■ **TASK REQUIREMENTS**
Write out the listing below exactly, beginning at its first line and ending with the line that contains "master: daf42d6802417427d29552caae5976851b190f1a".

● ● ●

PR #134, opened 2015-11-27
Fix display name of the uberfire-apps project

yurloc:
The previous name was result of a copy&paste error and it was a source of confusion when navigating project structure in an IDE.


manstis:
+1 to merge.

csadilek:
Thanks.

master: b43e0f1e0a3b165ff3bc345d2e89d9eea342514b

PR #136, opened 2015-11-27
Fix bounding coordinates after resizing rectangular container

yurloc:
The X and Y coordinates of the bounding were doubled compared to the
container position.


manstis:
+1 to merge (this is as good as deprecated though, as all of Wires Scratch Pad is to be replaced by the work being done by @qmx and @romartin for the jBPM Designer replacement. The new works uses new functionality in Lienzo - this Scratch Pad served as a PoC).

csadilek:
master: daf42d6802417427d29552caae5976851b190f1a

PR #142, opened 2015-12-03
BZ1192831: User with no privileges for Repository can view and modify assets in that Repository

manstis:
See https://bugzilla.redhat.com/show_bug.cgi?id=1192831#c38

If no ```ClusterSegments``` are provided we searched *all* ```ClusterSegments``` leading to searches when the User is not authorised to access *any* Repository actually returning results from *all* Repositories. Making this change to uberfire-extensions is my preferred option as it ensures all current and future scenarios are covered (i.e. *all* searching in KIE Workbench should be scoped to the Repositories to which the User has access).

@porcelli @csadilek @ederign Thoughts please!


manstis:
* DO NOT MERGE * THIS IS FOR REVIEW AT THE MOMENT.

csadilek:
Looks good to me. This way you can differentiate between no segments, some segments and all segments using the same method. It's then also using the same logic as attribute filtering (no attributes provided -> empty list, no segments provided -> empty list). +1.

manstis:
DO NOT MERGE YET - FINAL TESTING IN PROGRESS

csadilek:
@porcelli objections? ;)

porcelli:
+1

csadilek:
Thanks.

master: 5b509dd066552d4a033e5a581d6d1c8330f39b1b

PR #145, opened 2015-12-04
BZ1288132: Same 'Completed indexing' message 3 times in the server log

manstis:
See https://bugzilla.redhat.com/show_bug.cgi?id=1288132

Batch Indexing was being flagged as "started" in the asynchronous handler, which itself may not have been scheduled by the JVM to run until *after* additional requests for the ```FileSystem``` had been received. Each request checks if the ```FileSystem``` has been indexed and, if not, schedules a batch index. This change moves flagging the batch index as "started" from the asynchronous handler to where the request is made. This prevents multiple batch indexing on successive requests for an (unindexed) ```FileSystem```.


porcelli:
+1 (thx for fix my sh*t)

csadilek:
Thanks.

master: 7d6764e69434756f22c54f965cbbb8ccfff943ee

PR #147, opened 2015-12-07
Use POMs directly from uberfire to reduce maintenance efforts

psiroky:
* ip-bom is used in uberfire, so when upgrading we only
   need changes there and not in this repo
 * both uf and uf-ext are always released together, so it
   is fine that they uf-ext depends on SNAPSHOTs of uf


psiroky:
We will probably need to wait till `jboss-integration-platform-parent:6.0.0.CR31` is synced into central, otherwise the build fails.

I will re-trigger the Jenkins build once the POM is synced, please don't merge until then.

psiroky:
Ready for review.

csadilek:
+1

csadilek:
Thanks.

master: 03bdc3a14651a5222270bdbf37af4f2d778d7377

PR #2973, opened 2026-03-14
fix(types): allow image generation input items without result/status

### LINKED ISSUE #2648: `ImageGenerationCall` input param type incorrectly requires `result` and `status`

### Describe the bug

### To Reproduce

### Code snippets

```Python

```

### OS

macOS

### Python version

3.12.9

### Library version

1.107.2

theamodhshetty:
## Summary
- make `ImageGenerationCall` input params accept image-id-only items without requiring `result` or `status`
- apply the fix in both response input type aliases so the public params stay consistent
- add a small regression test that pyright checks and pytest imports cleanly

Closes #2648

## Validation
- `pytest tests/test_response_input_types.py -n0`
- `scripts/run-pyright src/openai/types/responses/response_input_item_param.py src/openai/types/responses/response_input_param.py tests/test_response_input_types.py`
- `mypy src/openai/types/responses/response_input_item_param.py src/openai/types/responses/response_input_param.py`
- `ruff check src/openai/types/responses/response_input_item_param.py src/openai/types/responses/response_input_param.py tests/test_response_input_types.py`

### DIFF
--- a/src/openai/types/responses/response_input_item_param.py
+++ b/src/openai/types/responses/response_input_item_param.py
@@ -176,10 +176,10 @@ class ImageGenerationCall(TypedDict, total=False):
     id: Required[str]
     """The unique ID of the image generation call."""
 
-    result: Required[Optional[str]]
+    result: Optional[str]
     """The generated image encoded in base64."""
 
-    status: Required[Literal["in_progress", "completed", "generating", "failed"]]
+    status: Literal["in_progress", "completed", "generating", "failed"]
     """The status of the image generation call."""
 
     type: Required[Literal["image_generation_call"]]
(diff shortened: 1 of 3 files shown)


marcuswood-oai:
Thanks for the thoughtful patch, especially for updating both input aliases and adding a regression example. It captures the intended behavior clearly: an image-ID reference should not need invented `result` or `status` values. The shared schema needs the same correction so the generated types stay consistent with that contract.

We’re closing this PR to keep the work together in [openai/openai-openapi#575](https://github.com/openai/openai-openapi/issues/575); the fix will continue to be tracked there. Your patch and regression example remain useful references for that implementation. Please follow the upstream issue for updates, and thanks again for working through this.

PR #2993, opened 2026-03-20
feat(lib): export type_to_response_format_param publicly

### LINKED ISSUE #2695: Include `type_to_response_format_param` in public API

Now I have to do the following:
`from openai.lib._parsing._completions import type_to_response_format_param`

Please expose this publicly. You have to maintain it anyway, for the `ChatCompletions.parse` function.

### Additional context

_No response_

Bortlesboat:
Closes #2695

## Summary
- Exports `type_to_response_format_param` from `openai.lib` so users can import it without reaching into private modules

Currently users must import from `openai.lib._parsing._completions`, which is an internal path. This adds it to the public `openai.lib` namespace alongside the other publicly exported helpers.

## Test plan
- Verified `from openai.lib import type_to_response_format_param` works
- No behavior change — just a re-export

### DIFF
--- a/src/openai/lib/__init__.py
+++ b/src/openai/lib/__init__.py
@@ -1,2 +1,3 @@
 from ._tools import pydantic_function_tool as pydantic_function_tool
 from ._parsing import ResponseFormatT as ResponseFormatT
+from ._parsing import type_to_response_format_param as type_to_response_format_param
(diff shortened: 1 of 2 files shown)


Bortlesboat:
Rebased onto current main and added a regression covering the public namespace export. The focused test passes, and Ruff plus formatting checks pass for the touched files.

PR #3006, opened 2026-03-24
Use the creation loop for AsyncHttpxClientWrapper cleanup

### LINKED ISSUE #2440: AsyncHttpxClientWrapper creates task in destructor -> prevents usage in other threads

### Describe the bug

We have noticed strange exceptions being logged in the asyncio runtime about "close()" being called on an already closed client. It took us a while to understand what was going on, but it seems to all make sense now: We are creating a Python thread to do some processing which involves creating OpenAI client instances to make completion requests. When the [destructor](https://github.com/openai/openai-python/blob/1dbb72b290cb360a9ccbcec17425aaba4ad114b0/src/openai/_base_client.py#L1350) creates a task, the thread context will be the garbage collector, which is the main thread, not the thread which created the client.

### To Reproduce

1. Create a thread in python
2. Use for example `asyncio.run()` to call an `async` function which eventually uses an OpenAI client to make a completion request.
3. Observe strange exceptions about clients being closed that are already closed.

### Code snippets

```Python

```

### OS

any

### Python version

Python 3.12

### Library version

openai v1.93.0

anurag9099:
## Summary
- store the running event loop when `AsyncHttpxClientWrapper` is created
- schedule `aclose()` back onto that creation loop in `__del__`
- fall back to the current running loop only when no creation loop was captured
- add a regression test that creates the wrapper on a background thread loop and verifies cleanup runs on that original loop

Fixes #2440.

## Test plan
- `pytest tests/test_client.py -k "copied_client_does_not_close_http or async_http_client_wrapper_destructor_uses_creation_loop"`
- `pytest tests/test_client.py`
- `ruff format src/openai/_base_client.py tests/test_client.py`
- `ruff check src/openai/_base_client.py tests/test_client.py`

### DIFF
--- a/src/openai/_base_client.py
+++ b/src/openai/_base_client.py
@@ -1426,13 +1426,28 @@ else:
 
 
 class AsyncHttpxClientWrapper(DefaultAsyncHttpxClient):
+    def __init__(self, **kwargs: Any) -> None:
+        super().__init__(**kwargs)
+
+        try:
+            self._event_loop: asyncio.AbstractEventLoop | None = asyncio.get_running_loop()
+        except RuntimeError:
+            self._event_loop = None
+
     def __del__(self) -> None:
         if self.is_closed:
             return
 
         try:
             # TODO(someday): support non asyncio runtimes here
-            asyncio.get_running_loop().create_task(self.aclose())
+            loop = self._event_loop
+            if loop is None:
+                loop = asyncio.get_running_loop()
+
+            if loop.is_closed():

● ● ●

■ **WORKED SOLUTION**
PR #134, opened 2015-11-27
Fix display name of the uberfire-apps project

yurloc:
The previous name was result of a copy&paste error and it was a source of confusion when navigating project structure in an IDE.


manstis:
+1 to merge.

csadilek:
Thanks.

master: b43e0f1e0a3b165ff3bc345d2e89d9eea342514b

PR #136, opened 2015-11-27
Fix bounding coordinates after resizing rectangular container

yurloc:
The X and Y coordinates of the bounding were doubled compared to the
container position.


manstis:
+1 to merge (this is as good as deprecated though, as all of Wires Scratch Pad is to be replaced by the work being done by @qmx and @romartin for the jBPM Designer replacement. The new works uses new functionality in Lienzo - this Scratch Pad served as a PoC).

csadilek:
master: daf42d6802417427d29552caae5976851b190f1a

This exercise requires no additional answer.